### Task requirements
Go through the entries below and copy each line that holds the word "made".

········

PR #7761, opened 2026-04-21
Default immediatelyRender to false in SSR environments

arnaugomez:
## Summary

When using `useEditor` in an SSR environment (e.g. Next.js), omitting the `immediatelyRender` option would throw an error in development and silently return `null` in production. This was a very common pitfall — especially when AI coding agents set up the editor without explicitly passing `immediatelyRender: false`, causing the entire page to crash.

## What changed

- `immediatelyRender` now defaults to `true`, but is automatically set to `false` when SSR is detected (server-side or Next.js environment)
- In development, a `console.warn` is logged instead of throwing an error
- The logic is simplified from multiple branches with different throw/return paths into a single, clear flow

## Why

The previous behavior was too strict — throwing in dev and silently degrading in prod made debugging harder and created a sharp edge for new users and automated tooling. A warning is sufficient to inform developers while keeping the app functional.

### DIFF
--- a/.changeset/react-ssr-immediately-render.md
+++ b/.changeset/react-ssr-immediately-render.md
@@ -1,0 +1,7 @@
+---
+'@tiptap/react': patch
+---
+
+Default `immediatelyRender` to `false` in SSR environments instead of throwing an error
+
+Previously, omitting `immediatelyRender` in an SSR environment (e.g. Next.js) would throw an error in development and silently return `null` in production. This was a common source of crashes, especially when AI-generated code set up the editor without explicitly passing `immediatelyRender: false`. The hook now defaults `immediatelyRender` to `true`, but automatically sets it to `false` when SSR is detected, logging a warning in development instead of throwing.
--- a/packages/react/src/useEditor.ts
+++ b/packages/react/src/useEditor.ts
@@ -93,38 +93,16 @@ class EditorInstanceManager {
   }
 
   private getInitialEditor() {
-    if (this.options.current.immediatelyRender === undefined) {
-      if (isSSR || isNext) {
-        if (isDev) {
-          /**
-           * Throw an error in development, to make sure the developer is aware that tiptap cannot be SSR'd
-           * and that they need to set `immediatelyRender` to `false` to avoid hydration mismatches.
-           */
-          throw new Error(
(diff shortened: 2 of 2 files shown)


.changeset/react-ssr-immediately-render.md
```diff
@@ -0,0 +1,7 @@
+---
+'@tiptap/react': patch
```
nperez0111, line 2: Definitely not a patch, is a change in runtime behavior no?

arnaugomez: I made it a patch because it does not break anything. The behaviour in production remains the same.

bdbch (approved):

.changeset/react-ssr-immediately-render.md
zack-maxima: This is breaking... 

I have a nextjs app that passes `immediatelyRender: true` because I don't use nextjs with server-side rendering. I don't want to handle editor being null for no reason, the component only renders on the client in my case.

The previous behaviour would only throw if `isSSR` or `isNext && immediatelyRender === undefined` which allowed me to pass `immediatelyRender: true`.

This new behaviour is forcing `immediatelyRender` to be set to false with no way of overriding because it's now checking for `isSSR || isNext`, so if you're running nextjs the `immediatelyRender` param is completely ignored. It's always going to be false with no way to set it to true.

I think the proper behaviour would be to automatically set `immediatelyRender: false` only if `isSSR` is true.

zack-maxima:
I opened a follow-up PR to fix this: ueberdosis/tiptap#7842. It restores the ability to pass an explicit `immediatelyRender: true` in client-side Next.js apps while keeping the safer default for the unset case.

.changeset/react-ssr-immediately-render.md
zack-maxima: PR for suggested fix: https://github.com/ueberdosis/tiptap/pull/7842

arnaugomez: Thanks for finding this issue. I've approved your PR

nperez0111: Ah, yea I meant to push back on this further, but didn't have the energy to write it up. Glad to see it fixed though!

I spent _a lot_ of time on those conditionals, so I knew it wasn't going to be a straightforward refactor 😂

PR #7788, opened 2026-05-01
fix(extension-mathematics): honor empty-string latex in updateBlockMath

iamgio:
## Changes Overview

Fix `editor.commands.updateBlockMath({ latex: '' })` silently ignoring the empty string. Previously, passing `latex: ''` left the node's `latex` attribute unchanged; it now correctly sets the attribute to `''`, matching `updateInlineMath`.

**Use case:** a custom editor popover where clearing the textarea should clear the rendered node while the user is mid-edit.

## Implementation Approach

The command body used a falsy fallback:

```ts
tr.setNodeMarkup(pos, this.type, {
  ...node.attrs,
  latex: latex || node.attrs.latex,
})
```

`'' || node.attrs.latex` evaluates to the old value, so an explicit empty-string update is dropped. `updateInlineMath` does not have this bug — it uses `{ ...node.attrs, latex }` directly.

The fix:

- Replace `latex || node.attrs.latex` with `latex ?? node.attrs.latex` so only `undefined` falls back. Empty strings now flow through. The two commands behave consistently.
- Relax the command type signature from `{ latex: string; pos?: number }` to `{ latex?: string; pos?: number }` to match `updateInlineMath`, since the command already supports being called without a `latex` value.

## Testing Done

Added tests in `packages/extension-mathematics/__tests__/blockMath.spec.ts`:

- `updateBlockMath({ latex: '' })` on a node with `latex: 'x^2'` → attrs updated to `latex: ''`.
- `updateBlockMath({})` (no latex passed) on a node with `latex: 'x^2'` → attrs unchanged.
- The block-math command's empty-string and missing-latex behaviour matches `updateInlineMath`.

`pnpm --filter @tiptap/extension-mathematics run lint` is clean.

## Verification Steps

1. `pnpm install`
2. `pnpm exec vitest run packages/extension-mathematics`
3. In a demo editor with `BlockMath` registered, insert a block math node (`editor.commands.insertBlockMath({ latex: 'x^2' })`), then run `editor.commands.updateBlockMath({ latex: '' })` and inspect `editor.getJSON()` — the node's `latex` attr should be `''`.

## Additional Notes

None.

## Checklist

### DIFF
--- a/packages/extension-mathematics/src/extensions/BlockMath.ts
+++ b/packages/extension-mathematics/src/extensions/BlockMath.ts
@@ -55,7 +55,7 @@ declare module '@tiptap/core' {
        * @param options - Options for updating block math.
        * @returns ReturnType
        */
-      updateBlockMath: (options?: { latex?: string; pos?: number }) => ReturnType
+      updateBlockMath: (options?: { latex: string; pos?: number }) => ReturnType
     }
   }
 }
--- a/packages/extension-mathematics/src/extensions/BlockMath.ts
+++ b/packages/extension-mathematics/src/extensions/BlockMath.ts
@@ -55,7 +55,7 @@ declare module '@tiptap/core' {
        * @param options - Options for updating block math.
        * @returns ReturnType
        */
-      updateBlockMath: (options?: { latex: string; pos?: number }) => ReturnType
+      updateBlockMath: (options?: { latex?: string; pos?: number }) => ReturnType
     }
   }
 }
@@ -157,7 +157,7 @@ export const BlockMath = Node.create<BlockMathOptions>({
 
           tr.setNodeMarkup(pos, this.type, {
             ...node.attrs,
-            latex: latex || node.attrs.latex,
+            latex: latex ?? node.attrs.latex,
           })
 
           return true
--- a/.changeset/fix-update-block-math-empty-latex.md
+++ b/.changeset/fix-update-block-math-empty-latex.md
@@ -1,0 +1,5 @@
+---
+"@tiptap/extension-mathematics": patch
+---
+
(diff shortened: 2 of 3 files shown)


arnaugomez (dismissed):
Good catch, thank you very much.

I've reviewed and this does not seem to introduce any regressions.

LGTM

arnaugomez:
@iamgio can you solve the merge conflicts?

packages/extension-mathematics/src/extensions/BlockMath.ts
```diff
@@ -55,7 +55,7 @@ declare module '@tiptap/core' {
        * @param options - Options for updating block math.
        * @returns ReturnType
        */
-      updateBlockMath: (options?: { latex: string; pos?: number }) => ReturnType
+      updateBlockMath: (options?: { latex?: string; pos?: number }) => ReturnType
```
arnaugomez: Sorry for bringing this again. This change modifies the public API of the extension. I think this could be avoided.

I'm not sure it makes sense to allow `undefined` as a possible value of `latex`. If I understand correctly, it would be equivalent to not calling `updateBlockMath` at all.

Couldn't it be possible to keep it like this:

```suggestion
      updateBlockMath: (options?: { latex: string; pos?: number }) => ReturnType
```

And update the changeset accordingly.

arnaugomez (changes requested):

packages/extension-mathematics/src/extensions/BlockMath.ts
iamgio: Makes sense - updated

arnaugomez (approved):

arnaugomez:
Thank you Gio!!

········

### Task answer
The previous behavior was too strict — throwing in dev and silently degrading in prod made debugging harder and created a sharp edge for new users and automated tooling. A warning is sufficient to inform developers while keeping the app functional.
arnaugomez: I made it a patch because it does not break anything. The behaviour in production remains the same.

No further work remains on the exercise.